§ **Instructions for the task**
How many lines in the entries below include the word "breaking"? Respond with the number only.
*** Begin section ***
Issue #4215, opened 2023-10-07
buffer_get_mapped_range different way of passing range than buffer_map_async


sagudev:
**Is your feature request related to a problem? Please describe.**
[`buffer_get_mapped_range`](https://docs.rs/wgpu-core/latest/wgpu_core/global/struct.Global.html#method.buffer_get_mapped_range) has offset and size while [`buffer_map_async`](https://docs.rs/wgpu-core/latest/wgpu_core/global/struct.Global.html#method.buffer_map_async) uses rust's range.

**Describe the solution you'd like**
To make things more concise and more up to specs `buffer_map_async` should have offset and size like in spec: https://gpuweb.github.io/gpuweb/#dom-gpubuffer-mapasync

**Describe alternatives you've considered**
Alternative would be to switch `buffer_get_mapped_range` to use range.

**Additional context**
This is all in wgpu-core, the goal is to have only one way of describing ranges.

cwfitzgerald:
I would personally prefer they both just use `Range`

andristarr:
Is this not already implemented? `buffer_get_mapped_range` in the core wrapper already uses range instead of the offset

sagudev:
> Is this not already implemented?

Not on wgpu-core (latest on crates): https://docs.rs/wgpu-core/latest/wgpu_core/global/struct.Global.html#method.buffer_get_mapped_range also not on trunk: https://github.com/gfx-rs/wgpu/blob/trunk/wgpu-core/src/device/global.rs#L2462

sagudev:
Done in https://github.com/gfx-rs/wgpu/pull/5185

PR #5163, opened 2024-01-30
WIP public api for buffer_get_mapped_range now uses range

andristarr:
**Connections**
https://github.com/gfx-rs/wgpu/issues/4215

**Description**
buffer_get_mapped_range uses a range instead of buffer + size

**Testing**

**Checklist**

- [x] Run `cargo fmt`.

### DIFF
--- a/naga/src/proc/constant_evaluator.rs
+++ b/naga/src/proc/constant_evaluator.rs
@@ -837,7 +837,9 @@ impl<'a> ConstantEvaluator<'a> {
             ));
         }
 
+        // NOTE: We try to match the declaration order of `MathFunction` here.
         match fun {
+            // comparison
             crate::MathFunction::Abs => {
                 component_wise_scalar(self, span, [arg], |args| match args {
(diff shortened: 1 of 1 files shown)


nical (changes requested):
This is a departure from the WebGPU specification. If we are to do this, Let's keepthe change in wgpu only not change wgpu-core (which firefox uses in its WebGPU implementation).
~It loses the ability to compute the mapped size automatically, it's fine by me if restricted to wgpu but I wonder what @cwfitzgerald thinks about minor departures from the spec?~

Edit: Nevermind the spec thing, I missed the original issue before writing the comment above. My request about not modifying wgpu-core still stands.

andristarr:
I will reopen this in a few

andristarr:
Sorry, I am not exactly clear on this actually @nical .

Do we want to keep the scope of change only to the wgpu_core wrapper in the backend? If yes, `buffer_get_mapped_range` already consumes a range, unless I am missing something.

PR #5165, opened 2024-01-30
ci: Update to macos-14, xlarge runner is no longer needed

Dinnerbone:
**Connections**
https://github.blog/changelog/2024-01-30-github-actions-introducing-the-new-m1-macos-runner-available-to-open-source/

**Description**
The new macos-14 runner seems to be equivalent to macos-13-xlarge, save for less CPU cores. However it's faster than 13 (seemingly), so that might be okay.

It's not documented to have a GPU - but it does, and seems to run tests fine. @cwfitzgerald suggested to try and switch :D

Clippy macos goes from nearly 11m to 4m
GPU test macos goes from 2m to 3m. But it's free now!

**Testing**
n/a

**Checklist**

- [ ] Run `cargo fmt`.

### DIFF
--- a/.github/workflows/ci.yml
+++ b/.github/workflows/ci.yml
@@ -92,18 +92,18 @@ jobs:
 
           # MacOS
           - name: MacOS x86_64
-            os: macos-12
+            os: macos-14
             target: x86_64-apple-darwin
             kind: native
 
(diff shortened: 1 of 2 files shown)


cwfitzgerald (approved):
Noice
*** End section ***
*** Begin section ***
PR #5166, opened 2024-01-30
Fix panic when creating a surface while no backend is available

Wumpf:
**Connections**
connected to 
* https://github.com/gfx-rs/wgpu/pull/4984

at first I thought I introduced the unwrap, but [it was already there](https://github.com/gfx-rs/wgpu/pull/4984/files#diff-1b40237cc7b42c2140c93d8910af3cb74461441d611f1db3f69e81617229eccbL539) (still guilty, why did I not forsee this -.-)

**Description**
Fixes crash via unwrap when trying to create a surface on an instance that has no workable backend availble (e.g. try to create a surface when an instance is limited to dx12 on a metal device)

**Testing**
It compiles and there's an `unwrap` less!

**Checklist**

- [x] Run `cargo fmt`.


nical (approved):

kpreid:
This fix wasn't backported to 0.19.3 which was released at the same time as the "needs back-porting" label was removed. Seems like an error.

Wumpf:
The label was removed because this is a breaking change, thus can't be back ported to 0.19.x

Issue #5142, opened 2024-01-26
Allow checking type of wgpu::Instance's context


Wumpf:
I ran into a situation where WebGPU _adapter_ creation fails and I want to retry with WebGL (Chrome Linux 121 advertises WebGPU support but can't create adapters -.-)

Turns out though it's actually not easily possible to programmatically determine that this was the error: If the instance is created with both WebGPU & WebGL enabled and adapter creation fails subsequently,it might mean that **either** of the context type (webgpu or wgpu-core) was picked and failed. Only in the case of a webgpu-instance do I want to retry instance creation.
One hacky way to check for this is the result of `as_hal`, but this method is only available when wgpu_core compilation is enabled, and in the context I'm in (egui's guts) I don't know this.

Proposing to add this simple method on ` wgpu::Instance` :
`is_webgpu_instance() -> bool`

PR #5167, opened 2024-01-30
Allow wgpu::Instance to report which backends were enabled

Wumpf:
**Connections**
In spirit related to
*** End section ***
*** Begin section ***
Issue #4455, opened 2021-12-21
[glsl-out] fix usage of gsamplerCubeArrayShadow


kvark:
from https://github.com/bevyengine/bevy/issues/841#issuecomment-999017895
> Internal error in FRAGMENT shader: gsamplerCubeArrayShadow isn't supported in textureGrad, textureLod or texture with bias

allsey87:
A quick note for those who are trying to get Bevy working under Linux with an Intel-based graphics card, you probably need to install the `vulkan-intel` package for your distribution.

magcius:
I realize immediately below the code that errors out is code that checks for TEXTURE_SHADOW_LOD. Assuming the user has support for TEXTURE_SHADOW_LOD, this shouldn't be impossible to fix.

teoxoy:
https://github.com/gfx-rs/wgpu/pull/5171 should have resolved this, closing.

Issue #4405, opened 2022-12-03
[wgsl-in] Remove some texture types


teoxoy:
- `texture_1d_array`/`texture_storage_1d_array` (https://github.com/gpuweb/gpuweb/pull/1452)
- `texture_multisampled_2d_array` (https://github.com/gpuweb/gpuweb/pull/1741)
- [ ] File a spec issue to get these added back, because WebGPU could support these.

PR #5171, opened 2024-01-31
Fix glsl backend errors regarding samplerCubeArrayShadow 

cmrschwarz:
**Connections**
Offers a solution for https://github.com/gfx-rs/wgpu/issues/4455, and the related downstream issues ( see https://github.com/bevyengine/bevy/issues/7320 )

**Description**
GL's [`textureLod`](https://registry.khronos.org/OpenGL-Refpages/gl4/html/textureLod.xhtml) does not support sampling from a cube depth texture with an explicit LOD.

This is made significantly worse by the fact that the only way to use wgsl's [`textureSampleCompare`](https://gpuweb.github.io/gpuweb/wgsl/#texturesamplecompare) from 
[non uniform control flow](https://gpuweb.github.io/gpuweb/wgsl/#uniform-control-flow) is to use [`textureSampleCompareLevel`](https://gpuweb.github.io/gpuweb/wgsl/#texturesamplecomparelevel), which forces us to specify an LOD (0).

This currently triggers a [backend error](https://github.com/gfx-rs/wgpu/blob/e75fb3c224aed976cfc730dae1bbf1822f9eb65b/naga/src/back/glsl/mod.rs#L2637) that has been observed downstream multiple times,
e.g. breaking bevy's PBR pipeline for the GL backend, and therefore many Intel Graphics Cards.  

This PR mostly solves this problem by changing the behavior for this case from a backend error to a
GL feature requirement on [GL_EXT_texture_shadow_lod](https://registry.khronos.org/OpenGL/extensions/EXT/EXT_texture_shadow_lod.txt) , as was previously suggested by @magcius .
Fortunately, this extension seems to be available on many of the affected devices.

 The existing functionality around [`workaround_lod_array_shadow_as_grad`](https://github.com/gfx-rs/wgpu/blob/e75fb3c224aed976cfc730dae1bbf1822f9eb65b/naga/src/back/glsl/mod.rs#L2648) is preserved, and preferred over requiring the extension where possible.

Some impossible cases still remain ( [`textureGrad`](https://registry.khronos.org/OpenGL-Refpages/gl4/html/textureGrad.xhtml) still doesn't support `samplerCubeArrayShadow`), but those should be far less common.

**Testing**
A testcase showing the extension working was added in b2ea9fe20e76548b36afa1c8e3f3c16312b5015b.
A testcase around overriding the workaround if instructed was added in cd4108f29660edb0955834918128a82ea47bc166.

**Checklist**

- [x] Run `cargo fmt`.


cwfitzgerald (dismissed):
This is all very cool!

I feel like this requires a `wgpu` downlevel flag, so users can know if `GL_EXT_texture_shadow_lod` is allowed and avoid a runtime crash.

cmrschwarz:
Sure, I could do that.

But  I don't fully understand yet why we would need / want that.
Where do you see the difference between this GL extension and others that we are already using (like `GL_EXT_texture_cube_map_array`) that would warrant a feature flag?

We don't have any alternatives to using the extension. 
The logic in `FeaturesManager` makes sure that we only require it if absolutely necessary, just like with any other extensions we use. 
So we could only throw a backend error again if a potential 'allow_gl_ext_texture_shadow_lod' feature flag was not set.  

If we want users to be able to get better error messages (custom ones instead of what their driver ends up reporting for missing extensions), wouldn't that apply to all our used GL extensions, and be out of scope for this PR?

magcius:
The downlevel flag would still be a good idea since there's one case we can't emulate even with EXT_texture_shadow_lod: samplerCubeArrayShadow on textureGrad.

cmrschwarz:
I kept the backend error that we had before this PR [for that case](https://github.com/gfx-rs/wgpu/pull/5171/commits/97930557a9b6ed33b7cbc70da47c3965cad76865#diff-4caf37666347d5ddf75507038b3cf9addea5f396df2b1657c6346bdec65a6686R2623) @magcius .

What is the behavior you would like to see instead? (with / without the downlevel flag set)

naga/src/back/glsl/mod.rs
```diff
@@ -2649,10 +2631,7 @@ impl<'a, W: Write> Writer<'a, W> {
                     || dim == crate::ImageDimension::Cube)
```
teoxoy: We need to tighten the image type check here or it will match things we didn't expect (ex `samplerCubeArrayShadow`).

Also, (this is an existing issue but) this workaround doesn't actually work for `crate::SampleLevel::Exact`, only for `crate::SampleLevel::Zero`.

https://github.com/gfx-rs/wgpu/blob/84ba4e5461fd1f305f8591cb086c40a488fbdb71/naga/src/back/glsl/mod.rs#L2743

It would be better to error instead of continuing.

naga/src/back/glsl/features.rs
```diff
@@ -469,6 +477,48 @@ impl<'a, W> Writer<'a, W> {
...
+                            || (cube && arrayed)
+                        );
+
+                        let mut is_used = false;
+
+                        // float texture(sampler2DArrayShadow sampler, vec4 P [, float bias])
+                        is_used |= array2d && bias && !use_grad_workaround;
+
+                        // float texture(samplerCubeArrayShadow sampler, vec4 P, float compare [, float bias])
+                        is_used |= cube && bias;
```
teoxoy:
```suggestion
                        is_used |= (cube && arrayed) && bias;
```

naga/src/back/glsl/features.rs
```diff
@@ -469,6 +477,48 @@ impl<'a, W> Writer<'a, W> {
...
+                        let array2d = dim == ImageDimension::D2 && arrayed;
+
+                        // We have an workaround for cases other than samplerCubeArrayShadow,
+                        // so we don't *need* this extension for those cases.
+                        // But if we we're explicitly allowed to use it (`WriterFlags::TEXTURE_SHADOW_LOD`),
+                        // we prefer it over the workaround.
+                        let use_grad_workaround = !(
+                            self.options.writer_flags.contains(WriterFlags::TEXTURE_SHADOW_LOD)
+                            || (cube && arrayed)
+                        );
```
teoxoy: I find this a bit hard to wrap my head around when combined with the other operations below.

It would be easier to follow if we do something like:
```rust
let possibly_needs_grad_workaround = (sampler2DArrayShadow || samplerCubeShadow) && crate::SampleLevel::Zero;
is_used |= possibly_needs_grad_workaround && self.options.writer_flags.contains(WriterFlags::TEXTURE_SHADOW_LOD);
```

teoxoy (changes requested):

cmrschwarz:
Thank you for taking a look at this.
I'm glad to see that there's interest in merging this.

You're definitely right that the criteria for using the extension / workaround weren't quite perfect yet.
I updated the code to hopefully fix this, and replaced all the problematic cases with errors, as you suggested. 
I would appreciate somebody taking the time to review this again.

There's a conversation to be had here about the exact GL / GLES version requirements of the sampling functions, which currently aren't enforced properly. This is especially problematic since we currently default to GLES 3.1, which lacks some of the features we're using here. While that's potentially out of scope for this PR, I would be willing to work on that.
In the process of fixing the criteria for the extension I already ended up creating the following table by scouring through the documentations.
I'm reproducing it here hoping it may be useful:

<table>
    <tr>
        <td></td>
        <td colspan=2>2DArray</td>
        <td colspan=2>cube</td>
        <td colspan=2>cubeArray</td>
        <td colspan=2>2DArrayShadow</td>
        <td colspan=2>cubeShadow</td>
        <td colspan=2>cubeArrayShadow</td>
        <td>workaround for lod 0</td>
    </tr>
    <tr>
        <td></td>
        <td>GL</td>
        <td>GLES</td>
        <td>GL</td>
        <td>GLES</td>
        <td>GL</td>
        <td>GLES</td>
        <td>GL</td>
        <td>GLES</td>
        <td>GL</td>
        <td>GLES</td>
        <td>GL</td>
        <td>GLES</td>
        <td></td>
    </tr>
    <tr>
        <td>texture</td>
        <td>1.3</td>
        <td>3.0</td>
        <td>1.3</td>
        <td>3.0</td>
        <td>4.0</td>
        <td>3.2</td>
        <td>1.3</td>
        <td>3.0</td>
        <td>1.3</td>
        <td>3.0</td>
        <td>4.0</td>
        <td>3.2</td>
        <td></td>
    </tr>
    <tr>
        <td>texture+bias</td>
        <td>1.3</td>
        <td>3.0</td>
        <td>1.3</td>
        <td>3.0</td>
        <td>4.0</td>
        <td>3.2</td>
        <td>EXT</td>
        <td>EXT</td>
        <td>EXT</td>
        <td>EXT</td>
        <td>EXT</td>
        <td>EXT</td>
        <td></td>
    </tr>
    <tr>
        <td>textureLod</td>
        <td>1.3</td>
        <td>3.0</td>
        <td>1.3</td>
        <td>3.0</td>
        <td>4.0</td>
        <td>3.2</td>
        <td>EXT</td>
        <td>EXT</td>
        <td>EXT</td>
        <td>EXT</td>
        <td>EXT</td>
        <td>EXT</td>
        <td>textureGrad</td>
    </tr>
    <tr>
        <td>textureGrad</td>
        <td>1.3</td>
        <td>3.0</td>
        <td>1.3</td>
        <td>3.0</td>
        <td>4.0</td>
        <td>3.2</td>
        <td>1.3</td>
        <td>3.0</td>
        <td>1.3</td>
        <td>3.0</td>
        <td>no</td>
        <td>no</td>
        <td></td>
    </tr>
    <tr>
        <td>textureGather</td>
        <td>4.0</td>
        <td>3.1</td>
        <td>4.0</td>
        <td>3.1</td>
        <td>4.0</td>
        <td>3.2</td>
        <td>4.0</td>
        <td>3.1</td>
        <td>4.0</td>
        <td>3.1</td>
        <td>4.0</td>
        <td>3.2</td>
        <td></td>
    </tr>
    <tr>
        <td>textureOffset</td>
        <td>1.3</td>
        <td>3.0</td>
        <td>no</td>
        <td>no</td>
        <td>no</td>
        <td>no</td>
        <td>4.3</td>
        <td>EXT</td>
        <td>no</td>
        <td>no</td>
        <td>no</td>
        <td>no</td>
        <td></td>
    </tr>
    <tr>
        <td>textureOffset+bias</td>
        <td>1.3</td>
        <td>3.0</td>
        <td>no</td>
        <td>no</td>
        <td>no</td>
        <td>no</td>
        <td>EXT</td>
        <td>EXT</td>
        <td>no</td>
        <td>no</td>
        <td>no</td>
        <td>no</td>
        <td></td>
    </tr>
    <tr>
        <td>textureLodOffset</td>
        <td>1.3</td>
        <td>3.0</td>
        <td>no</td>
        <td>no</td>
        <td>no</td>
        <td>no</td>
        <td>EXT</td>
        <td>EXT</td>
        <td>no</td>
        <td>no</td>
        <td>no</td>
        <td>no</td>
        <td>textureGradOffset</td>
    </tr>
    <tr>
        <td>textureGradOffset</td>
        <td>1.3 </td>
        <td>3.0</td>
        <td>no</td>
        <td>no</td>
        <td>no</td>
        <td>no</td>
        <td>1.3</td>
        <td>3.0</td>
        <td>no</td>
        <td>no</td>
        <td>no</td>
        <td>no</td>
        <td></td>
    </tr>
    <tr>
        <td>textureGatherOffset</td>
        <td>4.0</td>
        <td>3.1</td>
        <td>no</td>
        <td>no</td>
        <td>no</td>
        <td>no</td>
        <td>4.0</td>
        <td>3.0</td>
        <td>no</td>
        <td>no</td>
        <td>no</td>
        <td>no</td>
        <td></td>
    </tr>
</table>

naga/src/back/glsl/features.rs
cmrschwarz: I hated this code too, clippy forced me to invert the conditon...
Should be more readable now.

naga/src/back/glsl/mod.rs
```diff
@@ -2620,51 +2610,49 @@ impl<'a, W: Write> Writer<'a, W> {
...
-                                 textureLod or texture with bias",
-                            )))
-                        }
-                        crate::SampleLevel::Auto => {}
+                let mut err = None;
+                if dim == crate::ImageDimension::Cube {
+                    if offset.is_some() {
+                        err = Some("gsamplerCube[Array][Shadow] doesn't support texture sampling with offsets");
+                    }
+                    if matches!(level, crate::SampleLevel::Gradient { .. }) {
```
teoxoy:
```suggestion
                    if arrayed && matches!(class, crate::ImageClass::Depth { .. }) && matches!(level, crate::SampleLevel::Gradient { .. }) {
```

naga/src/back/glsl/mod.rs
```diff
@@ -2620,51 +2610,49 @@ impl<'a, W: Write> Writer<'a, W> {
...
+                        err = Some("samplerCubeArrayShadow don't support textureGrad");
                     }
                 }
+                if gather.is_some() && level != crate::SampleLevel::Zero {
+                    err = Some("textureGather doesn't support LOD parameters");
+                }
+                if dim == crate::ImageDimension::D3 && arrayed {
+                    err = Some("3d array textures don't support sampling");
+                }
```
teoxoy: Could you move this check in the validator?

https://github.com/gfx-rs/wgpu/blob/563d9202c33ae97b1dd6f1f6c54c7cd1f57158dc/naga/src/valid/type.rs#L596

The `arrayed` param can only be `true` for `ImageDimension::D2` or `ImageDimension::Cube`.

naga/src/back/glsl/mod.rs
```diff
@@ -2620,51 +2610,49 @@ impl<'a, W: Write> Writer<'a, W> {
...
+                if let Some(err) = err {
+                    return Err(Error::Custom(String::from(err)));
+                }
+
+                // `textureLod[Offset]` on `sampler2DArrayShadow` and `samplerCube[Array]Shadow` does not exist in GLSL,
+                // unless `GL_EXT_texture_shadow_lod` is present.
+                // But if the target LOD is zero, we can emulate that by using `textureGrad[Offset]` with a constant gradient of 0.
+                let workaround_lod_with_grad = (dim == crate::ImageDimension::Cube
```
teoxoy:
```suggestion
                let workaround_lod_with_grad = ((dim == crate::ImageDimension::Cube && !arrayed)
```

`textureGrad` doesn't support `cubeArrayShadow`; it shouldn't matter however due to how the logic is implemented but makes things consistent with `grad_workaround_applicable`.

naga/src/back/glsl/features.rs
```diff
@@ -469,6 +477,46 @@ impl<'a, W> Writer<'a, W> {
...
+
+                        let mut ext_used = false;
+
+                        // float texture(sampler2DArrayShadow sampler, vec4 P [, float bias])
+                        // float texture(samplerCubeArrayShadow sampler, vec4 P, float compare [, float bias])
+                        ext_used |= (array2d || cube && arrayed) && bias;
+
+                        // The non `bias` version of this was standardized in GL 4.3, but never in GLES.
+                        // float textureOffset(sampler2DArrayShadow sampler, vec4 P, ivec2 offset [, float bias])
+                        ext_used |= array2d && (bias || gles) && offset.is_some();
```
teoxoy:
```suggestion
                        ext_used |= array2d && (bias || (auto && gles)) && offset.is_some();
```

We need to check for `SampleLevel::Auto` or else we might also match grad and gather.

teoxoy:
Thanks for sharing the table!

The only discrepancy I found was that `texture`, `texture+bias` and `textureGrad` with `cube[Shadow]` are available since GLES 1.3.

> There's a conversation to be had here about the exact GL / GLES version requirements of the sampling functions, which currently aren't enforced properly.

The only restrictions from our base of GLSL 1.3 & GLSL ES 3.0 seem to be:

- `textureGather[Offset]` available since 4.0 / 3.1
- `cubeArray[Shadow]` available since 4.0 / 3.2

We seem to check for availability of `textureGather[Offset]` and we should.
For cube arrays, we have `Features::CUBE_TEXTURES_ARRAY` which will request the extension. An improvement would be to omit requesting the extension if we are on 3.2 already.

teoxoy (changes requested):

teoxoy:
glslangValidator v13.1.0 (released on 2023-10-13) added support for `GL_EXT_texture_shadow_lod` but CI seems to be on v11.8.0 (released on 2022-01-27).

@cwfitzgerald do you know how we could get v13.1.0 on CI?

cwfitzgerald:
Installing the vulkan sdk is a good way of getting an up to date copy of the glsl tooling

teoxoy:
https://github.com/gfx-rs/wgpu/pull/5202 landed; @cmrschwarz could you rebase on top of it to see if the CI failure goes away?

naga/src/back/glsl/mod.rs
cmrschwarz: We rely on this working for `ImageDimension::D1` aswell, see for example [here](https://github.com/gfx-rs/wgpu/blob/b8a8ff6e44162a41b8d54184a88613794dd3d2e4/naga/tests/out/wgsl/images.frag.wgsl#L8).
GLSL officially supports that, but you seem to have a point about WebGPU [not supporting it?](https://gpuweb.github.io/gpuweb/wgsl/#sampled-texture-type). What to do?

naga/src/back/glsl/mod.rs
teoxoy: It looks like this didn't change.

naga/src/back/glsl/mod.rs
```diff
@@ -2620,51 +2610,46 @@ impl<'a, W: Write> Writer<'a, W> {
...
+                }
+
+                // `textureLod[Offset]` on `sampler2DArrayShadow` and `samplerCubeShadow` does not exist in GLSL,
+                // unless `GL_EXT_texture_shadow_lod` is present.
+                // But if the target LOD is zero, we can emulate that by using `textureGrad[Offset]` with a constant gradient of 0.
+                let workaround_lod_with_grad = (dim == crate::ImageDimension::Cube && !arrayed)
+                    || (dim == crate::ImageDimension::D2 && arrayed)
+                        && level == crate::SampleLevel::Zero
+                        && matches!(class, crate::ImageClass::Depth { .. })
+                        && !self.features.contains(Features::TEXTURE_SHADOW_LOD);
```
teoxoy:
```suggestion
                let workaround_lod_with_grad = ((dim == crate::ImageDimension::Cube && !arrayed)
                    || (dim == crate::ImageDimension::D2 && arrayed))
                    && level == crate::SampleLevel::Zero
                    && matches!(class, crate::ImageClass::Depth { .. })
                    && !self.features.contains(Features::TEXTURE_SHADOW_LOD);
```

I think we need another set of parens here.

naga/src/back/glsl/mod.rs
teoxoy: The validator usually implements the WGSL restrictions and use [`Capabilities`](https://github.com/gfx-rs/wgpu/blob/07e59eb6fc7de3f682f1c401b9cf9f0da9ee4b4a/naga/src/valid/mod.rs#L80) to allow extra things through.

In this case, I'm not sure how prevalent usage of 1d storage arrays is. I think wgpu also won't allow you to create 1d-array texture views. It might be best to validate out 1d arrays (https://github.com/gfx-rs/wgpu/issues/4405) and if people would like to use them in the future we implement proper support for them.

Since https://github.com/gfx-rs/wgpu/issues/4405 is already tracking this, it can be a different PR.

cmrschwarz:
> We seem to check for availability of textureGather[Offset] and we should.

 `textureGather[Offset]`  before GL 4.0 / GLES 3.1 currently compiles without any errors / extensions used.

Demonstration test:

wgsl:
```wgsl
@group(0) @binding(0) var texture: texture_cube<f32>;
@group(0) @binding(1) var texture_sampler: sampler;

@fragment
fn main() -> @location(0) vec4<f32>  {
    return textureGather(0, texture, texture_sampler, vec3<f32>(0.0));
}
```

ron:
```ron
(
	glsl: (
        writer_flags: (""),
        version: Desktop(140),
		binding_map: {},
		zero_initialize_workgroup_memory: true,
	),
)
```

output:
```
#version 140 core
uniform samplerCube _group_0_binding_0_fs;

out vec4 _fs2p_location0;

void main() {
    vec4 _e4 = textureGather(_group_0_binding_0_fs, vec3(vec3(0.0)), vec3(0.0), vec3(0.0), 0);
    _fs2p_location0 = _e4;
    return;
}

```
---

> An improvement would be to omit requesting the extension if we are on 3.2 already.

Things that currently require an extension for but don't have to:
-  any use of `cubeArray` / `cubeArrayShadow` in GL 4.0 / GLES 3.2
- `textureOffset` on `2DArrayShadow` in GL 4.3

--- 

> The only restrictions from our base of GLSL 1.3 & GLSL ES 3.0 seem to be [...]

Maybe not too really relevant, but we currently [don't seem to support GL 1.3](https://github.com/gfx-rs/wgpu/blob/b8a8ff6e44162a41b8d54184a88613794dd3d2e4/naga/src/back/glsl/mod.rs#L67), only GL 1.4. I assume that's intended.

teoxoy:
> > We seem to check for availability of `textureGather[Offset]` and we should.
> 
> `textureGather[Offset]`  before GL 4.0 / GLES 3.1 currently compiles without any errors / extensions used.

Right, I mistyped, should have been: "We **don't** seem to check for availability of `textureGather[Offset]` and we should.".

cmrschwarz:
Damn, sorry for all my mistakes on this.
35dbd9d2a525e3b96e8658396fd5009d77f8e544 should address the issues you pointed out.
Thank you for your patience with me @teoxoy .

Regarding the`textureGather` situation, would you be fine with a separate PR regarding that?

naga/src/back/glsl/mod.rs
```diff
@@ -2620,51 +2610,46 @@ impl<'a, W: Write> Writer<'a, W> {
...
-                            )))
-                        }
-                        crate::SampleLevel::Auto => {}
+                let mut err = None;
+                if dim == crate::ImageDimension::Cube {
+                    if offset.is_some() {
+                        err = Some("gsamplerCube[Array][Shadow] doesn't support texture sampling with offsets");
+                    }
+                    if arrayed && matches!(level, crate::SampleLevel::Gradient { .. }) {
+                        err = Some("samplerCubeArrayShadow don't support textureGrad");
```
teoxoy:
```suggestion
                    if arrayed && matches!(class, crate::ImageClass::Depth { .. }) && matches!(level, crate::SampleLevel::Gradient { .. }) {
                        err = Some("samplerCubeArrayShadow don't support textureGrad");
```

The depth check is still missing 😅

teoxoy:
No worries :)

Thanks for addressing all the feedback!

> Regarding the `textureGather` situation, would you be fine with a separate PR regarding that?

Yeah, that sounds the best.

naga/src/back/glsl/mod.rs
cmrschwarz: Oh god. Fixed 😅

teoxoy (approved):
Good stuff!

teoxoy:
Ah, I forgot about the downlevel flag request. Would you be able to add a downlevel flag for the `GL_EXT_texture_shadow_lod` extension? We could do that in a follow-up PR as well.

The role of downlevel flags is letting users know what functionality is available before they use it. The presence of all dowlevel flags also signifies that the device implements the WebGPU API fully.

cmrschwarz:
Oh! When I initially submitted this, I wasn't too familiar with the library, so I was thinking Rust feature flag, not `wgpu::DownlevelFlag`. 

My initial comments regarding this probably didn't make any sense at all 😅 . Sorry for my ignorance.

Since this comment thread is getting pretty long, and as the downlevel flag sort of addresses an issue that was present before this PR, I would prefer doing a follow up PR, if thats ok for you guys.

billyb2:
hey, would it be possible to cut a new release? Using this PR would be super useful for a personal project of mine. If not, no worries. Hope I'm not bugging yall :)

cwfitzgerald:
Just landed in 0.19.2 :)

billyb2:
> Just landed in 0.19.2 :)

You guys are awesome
*** End section ***
§ **Response to the task**
2